Tu t’y verrais, éclatante de lumière !
Là, juste là !
Où jamais ne meurent tes vagues !

17 janvier 2008

Poussière


Photo KBB

Poussière j’étais, poussière je redeviendrai
L’appel de la terre m’enivre mes enfants
Laissez donc votre vieux père s’abîmer dans ses entrailles
Je vous lègue le soleil
Abreuvez-vous à ses rayons, mais jamais ne lui prêtez le flanc
Je vous lègue le vent
Dansez à ses bras, mais jamais ne pliez l’échine
Je vous lègue la lumière
Faites en votre alliée, mais jamais ne vous croyez plus brillants
Je vous lègue la rosée
Parez vous en votre soûl, mais jamais ne croyez ses perles éternelles
Je vous lègue la fourmi, je vous lègue l’abeille
Prenez-en grand soin, prenez-en de la graine
Humbles soyez, grands vous serez
Poussière vous fûtes, poussière vous redeviendrez

28 mai 2007

Je n’existe pas …

« Mais pourquoi voulez-vous faire du théâtre ? », lance la réalisatrice au candidat au casting, auteur d’une tentative d’interprétation particulièrement mauvaise. Un moment d’hésitation, quelques déglutitions et le pauvre homme se lance : « Je n’existe pas ! ».
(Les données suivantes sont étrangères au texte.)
Issue #1164, opened 2026-08-19
feat(h3): Metal execution path for compact FL2VA (CorrectnessOnly first)


jamesbrink:
## Current status — audited 2026-09-05

The Metal execution path is already shipped and admitted, and a reduced-size retained H3 Metal render is now qualified; default-resolution execution remains unqualified. The original CUDA-only description was stale: #1183/#1323 added Metal backend/lease validation, portable quantized operations, chunked attention, and the macOS build route. `metal: CorrectnessOnly` remains appropriate.

The ~42.5 GB artifact total is not simultaneous residency. Current Metal Qwen streams one language layer at a time (1,052,855,836 host + 1,191,583,200 device parameter bytes, with staging/workspace charged separately); DiT main blocks also stream. Admission compares the largest phase's combined host/device budget against unified headroom. A 48 GiB fit must be measured rather than inferred from disk sizes. See #1542.

Current-main supports `mold system metal-memory status/set/reset` through the macOS **sysctl** `iogpu.wired_limit_mb`. This is not an ioctl or a process-RSS hard limit. The audited 48 GiB host is at automatic (`0`); no setting was changed. Its installed 0.26.0 binary predates these commands.

## Work remaining

- [x] Metal backend and device-exact lease/placement validation.
- [x] Metal chunked dense attention implementation and deterministic Metal/CPU parity tests.
- [x] Portable INT8 ConvRot and NVFP4-AWQ Qwen path; Metal Qwen language-layer streaming.
- [x] Published correctness-only tier and shipped macOS H3 build route.
- [x] Merge and verify the attention lifetime correction: small real-Metal regression reproduced 135,462,912 retained bytes; preallocated output plus per-chunk completion reduced this to 1,572,864 bytes. Merged in PR #1604 with the INT8 row-lifetime correction. 22 attention tests and the isolated allocation test pass.
- [ ] Complete current phase-budget and guarded real-component qualification on 48 GiB hardware (#1542), preserving a host safety floor and an independent allocation/pressure abort path.
- [x] Retain and inspect a reduced-size conditioned compact FL2VA video with audio on Metal; record allocation samples, host headroom and timing (see evidence below).
- [x] Compare equivalent checkpoint/schedule/conditioning outputs with a CUDA or independently qualified reference; retain numerical and visual evidence. Preserve CUDA's FlashAttention and accelerated quantized paths.
- [x] Update qualification docs and issue completion state from that evidence (PR #1604). Performance and default-resolution qualification remain separate.

[...]

Issue #800, opened 2026-08-07
feat(wan): Metal correctness path for the 1.3B and 5B checkpoints


jamesbrink:
## Motivation
Wan's capability entry declares `metal: Unsupported`, so macOS desktop users (the embedded `metal` engine) and Apple-Silicon `mold serve` hosts cannot run any wan checkpoint — yet wan ships the two best Apple-Silicon fits of any mold video family: `wan21-t2v-1.3b:bf16` (~2.8 GB DiT) and `wan22-ti2v-5b:fp16` (~10 GB), both comfortable in unified memory with the encoder dropped, unlike LTX-2's 19B. LTX-2 just gained a Metal correctness path (#762, closing #597: family-scoped BF16, fused SDPA, framewise VAE decode); wan is architecturally simpler (no block streaming, no audio, Conv2d-slice causal VAE, CPU-seeded noise already guarantees cross-backend seeds). This is genuinely separate work from #597's LTX-2 lineage — new family qualification, referencing that precedent.

## Evidence
- `crates/mold-inference/src/batch.rs:408-431` — `backends: { cuda: Supported, metal: Unsupported, cpu: CorrectnessOnly }`; `seed_contract: CPU_SEED`.
- `crates/mold-inference/src/device.rs:2100-2106` — `gpu_dtype` returns F32 for non-CUDA devices, so a naive Metal run would execute the whole DiT in F32 (2x memory, slow): qualification needs a wan family-scoped BF16/F16 decision like LTX-2's Metal path took.
- `crates/mold-inference/src/wan/model/transformer.rs:582` — attention through the portable `crate::attention` dispatcher; the VAE is the Conv2d-slice decomposition (no conv3d kernel dependency) with feat-cache-bounded decode memory.
- `website/models/index.md:172` — "Wan is CUDA-only for real generation" (to be updated).
- Precedent: commit `313b69e7` (#762) and CLAUDE.md's LTX-2 Metal invariant (checkpoint-backed UAT required before performance qualification).

## Proposed work
1. Qualify `wan21-t2v-1.3b` first: UMT5 encode, DiT forward (fix Metal dtype/op gaps: BF16 RMSNorm/rope/softmax, F64 RoPE table construction on a backend without fp64), FlowUniPC (device-neutral), causal VAE feat-cache decode; choose the wan Metal compute dtype (extend `gpu_dtype` or a family-scoped resolver).
[...]

PR #1183, opened 2026-08-20
feat(h3): CorrectnessOnly Metal execution path

jamesbrink:
Implements #1164's first stage, following the Wan #800 CorrectnessOnly pattern. H3 now compiles and passes its unit suite on real Apple Silicon; the runnable route stays deliberately fail-closed pending 64 GB-class hardware qualification.

## What

1. **Chunked dense attention on Metal** — new `MetalChunkedDenseMath` backend arm: per-chunk QK with full-key softmax (arithmetically identical to unchunked; the unchunked score matrix at released geometry is ~358 TiB). The chunk is a pure function of shape, stored in the frozen plan, hashed into the plan identity (schema 1→2), revalidated at execution. CUDA behaviour unchanged; `correctness_for_device` is the single selector.
2. **`metal_reduce` moved to mold-candle** (mold-inference keeps an alias; four existing call sites untouched) and applied to the audio VAE's `CausalAttention` rank-4 mean — inside candle's Metal mis-reduction window. The visual VAE was audited and is structurally immune (rank-4 Conv2d loops; GroupNorm folds to rank-3).
3. **Explicit INT8 arm selection** — `select_h3_int8_linear_kind` is a pure function (zimage/qwen precedent); Metal takes the portable dequant arm by construction; the native cuBLASLt kernel stays CUDA-only; fp8-scaled weights are refused on Metal by name (NVFP4-AWQ documented exempt — its scales unswizzle to f32 on host).
4. **Metal accepted through the frozen plan** — `H3CandleBackendDevice::Metal`, `compute_capability: Option<(u16,u16)>` where `None` is Metal, lease checks are plan-exact (a CUDA plan handed a Metal lease is refused because placements disagree), `MetalResident` conditioner execution.
5. **Family dtype policy** (`minimax_h3/dtype.rs`, the wan/backend.rs analogue) naming the F32 islands.
6. **Feature graph**: `h3` no longer implies `cuda` — that made an Apple Silicon H3 build inexpressible. `h3-cuda` is the shipping CUDA edge; mold-server's build-script fence gains a separate exact Metal feature set (no NVML, no deviceless "CUDA optional").

## Fail-closed boundary (deliberate)

`h3_admission.rs` still refuses non-CUDA backends, the public profile remains `supported-compact-fl2va-sm89` (a Metal authority carries `None` capability and is refused without needing a Metal branch), and `runtime_available` stays false — advertised as `BackendQualification::CorrectnessOnly`, truthfully a compiled path, not a route. Lifting it needs a 64 GB+ Apple Silicon machine (the compact stack is 42.5 GB unified; the available M4 has 16 GB). A parity-fixture plan against the minimax-h3-mlx oracle is recorded in the series notes.

## Verification

Linux: 243 mold-candle + 94 inference minimax_h3 tests post-rebase, full suites in branch history, clippy/fmt clean, `h3-cuda` check clean, release-contract script PASS. **bender (M4 Mac mini, real Metal): `cargo check --features metal,h3` EXIT 0; 233 mold-candle tests including chunked-plan-vs-CPU equality, never-selects-native-INT8, and fp8 refusal; 85 inference tests including the BF16 dtype policy.** Docs updated (CLAUDE.md/SKILL.md/website model page).


jamesbrink:
Codex review + CI fixes landed (`a367b88f`, `364b39ba`, `d9875ec9`): (1) every SM89 shipping recipe now routes through the `h3-cuda` edge — including two additional instances of the same bug (the desktop crate's own `h3` feature and the qualification-record dev-bin's required-features) — with enforcement moved into the mold-server build script itself (`cuda,h3` now fails the build) plus exact-token recipe guards in the release-contract script, verified to fire; (2) the contradictory Metal + `AssignedCudaThenDrop` pair is refused at construction, and device-resident conditioners must match the frozen backend class; (3) the docs job pins were updated with the truthful Metal wording, and the second pre-existing docs failure (undocumented `MOLD_H3_TURBO_ADAPTER`/`MOLD_H3_TURBO_TIER` from #1178) is fixed by documenting them in the configuration guide. Full gate set green including all four contract scripts and a device-free `h3` check.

Ma main tâtonne à la recherche de la télécommande et met en pause la projection du très agréable « Bigger than the Sky » du réalisateur Al Corley. C’est sans doute le moment le plus fort du film. Cette sourde conscience de non-existence qui finit par exploser, presque, en cri de détresse. Ce ridicule que l’on ose braver pour être simplement visible aux autres. Cette tragédie que vivent des millions d’électrons solitaires, en permanente recherche d’une configuration permettant la greffe. Cette douleur du rejet, tant de fois soufferte, et pourtant, à nouveau tentée. Ce jet d’espoir, se faufilant dans les interstices d’une chape de convenances et de convenus, pour jaillir, geyser, revendiquant, une énormité, le premier rôle dans la pièce de Cyrano de Bergerac.

La question s’impose, aveuglante, dans la pièce qu’éclaire à peine l’image figée sur l’écran. « Est ce que j’existe ? ». Quels Cyranos ai-je revendiqués ? Quels ridicules ai-je bravés ? Quelles chapes ai-je fracassées ? Quelles mains ai-je tendues ? Quelles bouées ai-je saisies ? Quelles révoltes ai-je menées contre ce statut d’électron solitaire ?

La réponse ? Je la cherche encore entre ces lignes, baignées de votre regard interpellé.

Non ! Elle est là. Sous vos yeux. Dans chaque mot. Dans chaque phrase. Dans chaque idée que fait naître, mon cri à moi, dans votre esprit. Peut être avez-vous déjà, à votre tour, lâché la souris pour mieux écouter ce cri. Peut être a-t-il soulevé, bien profond, bien loin, au-delà de votre chape, un écho, prémisse d’un geyser d’espoir.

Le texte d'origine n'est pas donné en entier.